==== Input records

PR #191, opened 2018-09-16
Fix duplicate

tshemsedinov:


tshemsedinov:
Landed in b2f7cf2 and 61c733b

PR #194, opened 2018-09-21
Change comments style

SemenchenkoVitaliy:


lib/array.js
```diff
@@ -35,17 +32,16 @@ const range = (
...
-  // list: sequence([81, 82, 83]) = [81, 82, 83]
-  // range from..to: sequence([81,,83]) = [81, 82, 83]
-  // range from..count: sequence([81, [3]]) = [81, 82, 83]
-  // range from..max-to: sequence([81, [-2]], 5) = [81, 82, 83]
-) => {
+// Generate int array from sequence syntax
+//   seq - array
+//   max - number, optional max
+// Returns: array
+// Example:
```
lundibundi: Should we change this to 'Examples:' everywhere?
OR
We might use 'Example:' prefix for each example in order to cleanly separate them and parse/display properly later on.

I personally prefer the latter style, as it is more descriptive, understandable for the reader and supports multiline examples simply.
@SemenchenkoVitaliy @belochub @nechaido @tshemsedinov wdyt?

lib/cache.js
```diff
@@ -13,11 +13,10 @@ util.inherits(Cache, Map);
...
 const dataSize = data => (data && data.length ? data.length : 0);
 
-Cache.prototype.add = function(
-  // Add key-value pair to cache
-  key, // string, key
-  val // value, vaule
-) {
+// Add key-value pair to cache
+//   key - string, key
+//   val - value, vaule
```
lundibundi: Typo in 'value'.
Also, type should be 'any', but I'm not sure, maybe we have specific name for it?

lib/cache.js
```diff
@@ -26,22 +25,20 @@ Cache.prototype.add = function(
...
 };
 
-Cache.prototype.clr = function(
-  // Clear cache elements that start with prefix
-  prefix, // string, to compare with beginning of the key
-  fn // function (optional), `(key, val)` to be called on each key
-) {
+// Clear cache elements that start with prefix
+//   prefix - string, to compare with beginning of the key
+//   fn - function (optional), `(key, val)` to be called on each key
```
lundibundi: Strange ordering, shouldn't function signature be next to the function keyword as it's actually a type?

lib/cache.js
```diff
@@ -51,14 +48,13 @@ Cache.prototype.clr = function(
...
 
-const cache = (
-  // Extend Map interface with:
-  // `cache.allocated` - total allocated size
-  // `cache.add(key, val)` - add record
-  // `cache.del(key)` - delete record
-  // `cache.clr(prefix, fn)` - delete all if `key.startsWith(prefix)`
-  // Returns: object, cache instance
-) => (new Cache());
+// Extend Map interface with:
```
lundibundi: We can probably replace this whole comment with just
Returns new Cache instance
Or something? As all of the explanation will be present in the Cache class documentation.

lib/callbacks.js
```diff
@@ -48,46 +40,42 @@ const once = (
...
 
-const safeCallback = (
-  // Extract callback
-  args // array, arguments
-  // Returns: function, wrapped callback or common.emptiness if there is no one
-  // Hint: previous name: `cbExtract` (deprecated)
-) => {
+// Extract callback
+//   args - array, arguments
+// Returns: function, wrapped callback or common.emptiness if there is no one
```
lundibundi: Call back is not wrapped in any way here, should probably be just ' callback or comm....'.

lib/callbacks.js
```diff
@@ -48,46 +40,42 @@ const once = (
...
 };
 
-const requiredCallback = (
-  // Extract callback
-  args // array, arguments
-  // Returns: function or throw TypeError if there is no callback
-) => {
+// Extract callback
+//   args - array, arguments
+// Returns: function or throw TypeError if there is no callback
```
lundibundi: Should we consider adding 'Throws' clause for such cases?
/cc @SemenchenkoVitaliy @belochub @nechaido @tshemsedinov wdyt?

lib/callbacks.js
```diff
@@ -48,46 +40,42 @@ const once = (
...
-  // Returns: function, callback or null
-  // Hint: previous name: `common.cbUnsafe` (deprecated)
-  // Hint: another alias: `common.extractCallback` (deprecated)
-) => {
+// Extract callback function
+// It's unsafe: may return null, allows multiple calls
+//   args - array, arguments
+// Returns: function, callback or null
+// Hint: previous name: `common.cbUnsafe` (deprecated)
+// Hint: another alias: `common.extractCallback` (deprecated)
```
lundibundi: Also, add some sort of 'deprecated' label?
/cc @SemenchenkoVitaliy @belochub @nechaido @tshemsedinov wdyt?

lib/fp.js
```diff
@@ -2,32 +2,29 @@
...
-const omap = (
-  // Map object fields with provided function
-  mapFn, // funtion, to appy to every field value
-  obj // object, which fields used for mapping
-  // Returns: object, with same reference but with transformed fields
-) => {
+// Partially apply arguments to function
+//   fn - function
+//   args - array, argumants
+// Returns: function
```
lundibundi: This should probably be `function(...args), args - arguments`  (Also applies in other places)

lib/fp.js
```diff
@@ -2,32 +2,29 @@
...
 
-const compose = (
-  // Compose multiple functions into one
-  ...fns // array of functions
-  // Returns: function, composed
-) => (
-  ...args // arguments to be passed to first function
-) => {
+// Compose multiple functions into one
+//   fns - array of functions
```
lundibundi: This is not an array, you just pass functions here.

lib/fp.js
```diff
@@ -2,32 +2,29 @@
...
+// Returns: function, composed
```
lundibundi: Also, `function(...args) ......`  (Also applies in other places)

lib/fp.js
```diff
@@ -37,23 +34,21 @@ const compose = (
...
-  // Zip several arrays into one
-  ...arrays // array of arrays,
-  // Returns: array, length is minimal of input arrays length
-  // Element with index i of resulting array is array with
-  // elements with index i from input arrays
-) => {
+// Zip several arrays into one
+//   arrays - array of arrays,
+// Returns: array, length is minimal of input arrays length
+// Element with index i of resulting array is array with
```
lundibundi: The description should be at the top. (Also applies in other places)

lib/fp.js
```diff
@@ -71,31 +66,28 @@ const zip = (
...
+//   count - number, new array length
+//   elem - value to replicate
+// Returns: array, replicated
+const replicate = (count, elem) => (Array.from({ length: count }, () => elem));
+
+// Zip arrays using specific function
+//   fn - function, for zipping elements with index i
+//   arrays - array of arrays
+// Returns: array
+// Element with index i of resulting array is result
```
lundibundi: Ditto.

lib/fp.js
```diff
@@ -71,31 +66,28 @@ const zip = (
...
+// Create array of replicated values
+//   count - number, new array length
+//   elem - value to replicate
+// Returns: array, replicated
+const replicate = (count, elem) => (Array.from({ length: count }, () => elem));
+
+// Zip arrays using specific function
+//   fn - function, for zipping elements with index i
+//   arrays - array of arrays
+// Returns: array
```
lundibundi: Elaborate on the meaning of array (data in it) here please. (Also applies in other places)

lib/callbacks.js
tshemsedinov: Don't think so. Now we need quick decisions and results, have no time to prepare whole special language for commenting.

lib/fp.js
tshemsedinov: `fns` becomes an array after rest operator, so I think we will describe identifier type

lib/cache.js
lundibundi: I think we can just use 
`// fn - function(key, val), to be called on each key`
?

lib/fp.js
lundibundi: IMO those descriptions are not code-descriptions, they are usage-descriptions, therefore, they must be written from the point of view of a caller.

Hence here if a caller doesn't know the signature and just read comments/generated docs he may (and should) assume that he must pass an array to this function but (`compose([fn1, fn2,fn3])`) will lead to an incorrect behavior.

I think the best option will be to have it as follows (include rest and description in a doc)
`//    ...fns - functions to be composed`
OR
`//    ...fns - array, functions to be composed`

lib/cache.js
SemenchenkoVitaliy: Well, to be parsed correctly we have to have something like this
```
//   fn - function, function(key, val), to be called on each key
```
or
```
//   fn - function (optional), to be called on each key
//     key - string, key
//     val - value
```

lib/fp.js
SemenchenkoVitaliy: As for me it belongs more to `Returns` than to function description

lib/cache.js
lundibundi: I'd prefer the second variant but add the signature in the first type
`fn - function(key, val) (optional)`
Also note that the comment to the function might be multiline.

lib/callbacks.js
lundibundi: It's the same syntax as `Deprecate` + `Argument` so I don't think it will be complicated.
`Throws: Error, when there is no callback`
`Throws: type, description`

lib/callbacks.js
SemenchenkoVitaliy: I'm ok with that, but in this case it's just renaming issue and since this particular function is used there is no need for deprecation label. However, I'll consider using another label for such cases. The ones can be `Alias` or `Previous name`. WDYT?

lib/fp.js
lundibundi: Oh, I thought it's not about the return value. Could you then fix the grammar of this sentence / add punctuation to make it a whole sentence please.

lib/fp.js
lundibundi: To clarify, there must not be such linebreak between return type and it's description. also, 'is result' at the end there makes no sense.

SemenchenkoVitaliy: It's part of sentence `element with index i of resulting array is result of fn called with arguments from arrays`

lib/cache.js
```diff
@@ -15,7 +15,7 @@ const dataSize = data => (data && data.length ? data.length : 0);
 
 // Add key-value pair to cache
 //   key - string, key
-//   val - value, vaule
+//   val - any type, associative value
```
lundibundi: s/associative/associated

lib/cache.js
```diff
@@ -37,7 +37,9 @@ Cache.prototype.del = function(key) {
 
 // Clear cache elements that start with prefix
 //   prefix - string, to compare with beginning of the key
-//   fn - function (optional), `(key, val)` to be called on each key
+//   fn - function, (key, val) (optional)
```
lundibundi: Can we make this without comma? (i.e. `fn - function(key, val) (optional)`)

lib/cache.js
```diff
@@ -48,12 +50,8 @@ Cache.prototype.clr = function(prefix, fn) {
...
 };
 
-// Extend Map interface with:
-// `cache.allocated` - total allocated size
-// `cache.add(key, val)` - add record
-// `cache.del(key)` - delete record
-// `cache.clr(prefix, fn)` - delete all if `key.startsWith(prefix)`
-// Returns: object, cache instance
+// Get Cache, enhanced Map
+// Returns: Cache, instance
```
lundibundi: Unneded comma.

lib/cache.js
```diff
@@ -48,12 +50,8 @@ Cache.prototype.clr = function(prefix, fn) {
   });
 };
 
-// Extend Map interface with:
-// `cache.allocated` - total allocated size
-// `cache.add(key, val)` - add record
-// `cache.del(key)` - delete record
-// `cache.clr(prefix, fn)` - delete all if `key.startsWith(prefix)`
-// Returns: object, cache instance
+// Get Cache, enhanced Map
```
lundibundi: s/Get Cache, enhanced Map/Create new Cache instance/

lib/callbacks.js
```diff
@@ -44,8 +44,7 @@ const once = fn => {
 // It's unsafe: may return null, allows multiple calls
 //   args - array, arguments
 // Returns: function, callback or null
-// Hint: previous name: `common.cbUnsafe` (deprecated)
-// Hint: another alias: `common.extractCallback` (deprecated)
+// Deprecated: previous names: `common.cbUnsafe`, `common.extractCallback`
```
lundibundi: Is `unsafeCallback` deprecated? Because this comment tells that it is.
I think that this comment meant that the previous name (common.cbUnsafe) is deprecated, not this function.

lib/callbacks.js
```diff
@@ -54,8 +53,8 @@ const unsafeCallback = args => {
 
 // Extract callback
 //   args - array, arguments
-// Returns: function, wrapped callback or common.emptiness if there is no one
-// Hint: previous name: `cbExtract` (deprecated)
+// Returns: function, callback or common.emptiness if there is no one
+// Deprecated: previous name: `common.cbExtract`
```
lundibundi: Ditto.

lib/fp.js
```diff
@@ -4,9 +4,9 @@ const { safeCallback } = require('./callbacks');
 
 // Partially apply arguments to function
 //   fn - function
-//   args - array, argumants
-// Returns: function
-//   rest - arguments
+//   ...args - array, argumants to be applied
```
lundibundi: s/argumants/arguments

lib/fp.js
```diff
@@ -74,19 +74,20 @@ const replicate = (count, elem) => (Array.from({ length: count }, () => elem));
 
 // Zip arrays using specific function
 //   fn - function, for zipping elements with index i
-//   arrays - array of arrays
-// Returns: array
-// Element with index i of resulting array is result
+//   ...arrays - array, arrays to be zipped
+// Returns: array, zipped
+// Hint: Element with index i of resulting array is result
 // of fn called with arguments from arrays
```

========

* _Your objective_
Please work out how many lines in this listing contain "Partially", then give only that number.

* _Answer space_
2